The Guernsey Literary and Potato Peel Pie Society

Plot

In January 1946, 32-year-old Juliet Ashton embarks on a cross-country tour across England to promote her latest book. Written under her pen-name Izzy Bickerstaff, the book is a compilation of comedic columns she wrote about life during World War II. Despite the fact that she initially wrote under the name Izzy Bickerstaff during the war, Juliet writes to her publisher that she wants to retire the character and write under her real name.

On her tour, Juliet is greeted with flowers from the mysterious Markham V. Reynolds, Jr. Her best friend and publisher, Sidney, warns Juliet that Mark is a wealthy American trying to establish a publishing empire and looking to poach her. Reynolds makes it clear that he is a fan, and she and Reynolds soon begin dating.

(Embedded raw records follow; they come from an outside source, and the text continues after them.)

PR #385, opened 2016-07-07
Add updated v2 clients endpoints.

DFurnes:
#### What's this PR do?
This PR adds a `v2/clients` resource that uses the new OAuth field names (e.g. `client_secret` instead of `api_key`) & removes deprecated fields from the transformer, and a corresponding test suite that adds test coverage for the new routes alongside OAuth middleware.

It also moves deprecated endpoints into a "Legacy" folder (like the `KeyController` for the old `v1/keys` endpoint), and adds a new `asNormalUser()` and `asAdminUser()` helpers that creates convenient admin and "normal" users for tests.

Check out the diff and new tests. 👀 🚥 

#### Checklist

---
For review: @weerd @angaither


weerd:
¡OLÉ!
:sheep: it!

PR #388, opened 2016-07-12
Add a Role class for handling role authorization.

DFurnes:
#### What's this PR do?
There's a couple changes in this PR, so I'd recommend checking things out commit-by-commit:

🚥 Splits up methods in `ClientTest` to make things less messy. This makes it easier to see what is causing an issue when something breaks, since it prevents side-effects from previous assertions from leaking into the following embedded "tests" when they're all in one method. (4e9e1b8)

🏭 Defines factories for users with the "staff" or "admin" roles. (4031d13)

🔏 Adds a `Role` class to handle authorization by user roles. This closely mirrors the [`Scope`](https://github.com/DoSomething/northstar/blob/dev/app/Auth/Scope.php) class that we already have, so they can be used more-or-less the same. (8b3ed5c)

💁 Allow users with the "staff" role to view and edit user records. This allows staff members to access the new OAuth-powered Aurora using their Northstar role. (770e1e5)

👓 Restrict looking up a user by username, email, or mobile to "admin" or "staff" user roles (in addition to allowing the `admin` scope to override this check, which was all we checked before). This is because we don't want non-trusted users to be able to look up profile details (even something as innocuous as first name) by a user's email or phone number. (ce66885)

I'd recommend reviewing commit-by-commit. Tests should continue to pass!

#### Checklist

---
For review: @angaither @weerd

### DIFF
--- a/app/Auth/Role.php
+++ b/app/Auth/Role.php
@@ -1,0 +1,98 @@
+<?php
+
+namespace Northstar\Auth;
+
+use League\OAuth2\Server\Exception\OAuthServerException;
+use Symfony\Component\HttpKernel\Exception\AccessDeniedHttpException;
+
+class Role
+{
+    /**
+     * Available roles.
+     * @var array
+     */
+    protected static $roles = [
+        'admin' => [
+            'description' => 'This user is an administrator.',
+        ],
+        'staff' => [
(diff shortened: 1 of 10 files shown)


weerd:
huzzah! 
:sheep: it!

Juliet receives a letter from Dawsey Adams, a complete stranger from Guernsey who has come into possession of her copy of Essays of Elia and who wants to know more about the author, Charles Lamb. Juliet helps to send him further books by Lamb. She is also intrigued that Adams is part of The Guernsey Literary and Potato Peel Pie Society and inquires about the group's name.

After learning that the society began as a cover for residents breaking curfew during the German occupation of Guernsey, Juliet begins a correspondence with several members of the Society, hoping to work them into an article she is writing on the benefits of literature for The Times Literary Supplement. Juliet also learns that Elizabeth McKenna, the Society's beloved founder, was arrested and sent to a prison in France by the Germans and has yet to return home. The members of the Society are raising her child, Kit, among themselves until Elizabeth returns.

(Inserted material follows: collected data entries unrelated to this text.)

PR #389, opened 2016-07-12
Some additional admin functionality.

DFurnes:
#### What's this PR do?
🍡 Adds an index on the `user_id` and `client_id` fields for refresh tokens so we can easily look up all of a user or client's refresh tokens.

🔢 Adds a `refresh_tokens` field to the client responses that shows a count of how many refresh tokens that client has. We can display this in Aurora for an easy way to track how much active usage an client has. (This isn't done super efficiently right now, but I'm not too worried since we won't likely ever have all that many clients.)

🔑 Adds an endpoint to allow admins to request Northstar's public key. This is used by clients to verify JWT tokens (but _cannot_ be used to create tokens). This will be displayed in Aurora for easy access.

🍸 Updates scope & role "gate" methods to always use the OAuth-style error formatting when on a `v2/...` route (so for example, a request missing the `Authorization` header will still return a 401 rather than defaulting to the legacy 403).

Tests should continue to pass. It's probably easiest to review this PR commit-by-commit.

#### Checklist

---
For review: @weerd @angaither

### DIFF
--- a/app/Auth/Role.php
+++ b/app/Auth/Role.php
@@ -85,9 +85,9 @@ class Role
         if (! static::allows($allowedRoles)) {
             app('stathat')->ezCount('invalid role error');
 
-            // If scopes have been parsed from a provided JWT access token, use OAuth access
-            // denied exception to return a 401 error.
-            if (request()->attributes->has('oauth_scopes')) {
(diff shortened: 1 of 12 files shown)


weerd:
:sheep: it!

PR #391, opened 2016-07-14
Only allow admins to set user roles.

DFurnes:
#### What's this PR do?
This PR makes it so only admins (or clients with `admin` scope) can edit other user's roles. This prevents staff members from setting the admin role for themselves (which would render the two different roles moot!)

It also prevents setting the `role` field when creating or upserting a user, to limit the potential of doing this by accident. 🔒

Tests should pass. Are there loopholes I missed?

#### Checklist

---
For review: @weerd @angaither


angaither:
🚢

PR #393, opened 2016-07-18
Use json parameter for JSON body.

DFurnes:
### What's this PR do?
Hmm, getting some errors from the last pull request (which weren't caught by the test suite since we mock our API classes so they don't have outside dependencies):

```
Client error: `POST https://staging.beta.dosomething.org/api/v1/auth/login` resulted in a `401 Unauthorized : Missing required argument username` response:\n\n  \n[\"Missing required argument username\"]\n
```

I think this should fix the issue, but I don't have a working local Phoenix at the moment so the easiest option is probably just to merge and check on QA/Thor. 😁 

Check that the changes make sense!

### Checklist

---
For review: @angaither @weerd

### DIFF
--- a/app/Services/Phoenix.php
+++ b/app/Services/Phoenix.php
@@ -43,7 +43,7 @@ class Phoenix
             ];
 
             $response = $this->client->post('auth/login', [
-                'body' => json_encode($payload),
+                'json' => $payload,
             ]);
 
             $body = json_decode($response->getBody()->getContents(), true);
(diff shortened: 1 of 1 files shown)


DFurnes:
For context on why I think switching to `json` parameter will fix this: [Upgrade Guide: POST Requests](https://github.com/guzzle/guzzle/blob/master/UPGRADING.md#post-requests).

weerd:
interesting... 👍

PR #399, opened 2016-07-29
Remove admin scope requirement for searching.

DFurnes:
#### What's this PR do?
The `?search[<field>]=<value>` was previously gated to the `admin` key. We can remove this since the _entire_ index route is now gated to admins (especially because this check prevents search from working on Aurora because it no longer has the `admin` scope, only `role:admin` and the user's role).

We can verify that this is still working since [this test](https://github.com/DoSomething/northstar/blob/97070f4a567c7049fff3838f9b08817c80b8432f/tests/Legacy/UserTest.php#L295-L317) still passes. 🚥

#### Checklist

---
For review: @angaither

### DIFF
--- a/app/Http/Controllers/Traits/FiltersRequests.php
+++ b/app/Http/Controllers/Traits/FiltersRequests.php
@@ -2,8 +2,6 @@
 
 namespace Northstar\Http\Controllers\Traits;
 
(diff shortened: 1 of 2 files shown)


angaither:
🚢 :shipit: 🚀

As she continues to write to the members of the Society and they to her, Juliet begins to plan a trip to Guernsey to conduct research for a book about the group and their experiences of the war. Mark proposes as Juliet is preparing to leave for Guernsey and she delays giving an answer, not wanting to repeat the error of her previous engagement.

In Guernsey, Juliet is treated like an old friend and soon helps to watch Kit. She is also there when the members of the Society receive a letter from Remy Giraud, a French woman who was in the Ravensbrück concentration camp with Elizabeth. She informs them that Elizabeth is dead, but several members go to see her and encourage her to visit Guernsey with them, to which she eventually agrees.

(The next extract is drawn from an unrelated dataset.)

PR #401, opened 2016-08-02
Revert the throttling pull request (for now?)

DFurnes:
### Changes
__Reverts DoSomething/northstar#400.__ So, unfortunately our production Laravel servers never get the IP from the actual request (since all the requests technically just come from HAProxy or Fastly or something and they aren't configured to forward the "real" IP of the request along).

Juliet decides to center her book on Elizabeth's experiences on Guernsey during the occupation, as told by her friends. While she is writing, Juliet is visited by Mark. Realizing that she has feelings for Dawsey and has since they first met, Juliet definitively rejects Mark's second proposal.

As she continues to write, Juliet also realizes that her time spent with Kit means that she now thinks of Kit as a daughter and wants to adopt her. She also longs to be with Dawsey but fears that he has fallen in love with Remy.

Remy eventually announces her plans to return to France and train as a baker in Paris. Isola Pribby, a member of the Society, believes that Dawsey is in love with Remy and, using Miss Marple as a model, offers to clean Dawsey's home to find proof he is in love with Remy to convince her to stay in Guernsey. Isola's plan is a failure, and she goes to Juliet to complain that she was unable to find anything that would signify his love for Remy, but instead found numerous pictures and tokens that belong to Juliet. Realizing that he is pining for her, Juliet runs to Dawsey and asks him to marry her.

Juliet ends by asking her publisher and friend Sidney to return to Guernsey in time for her wedding in a week's time.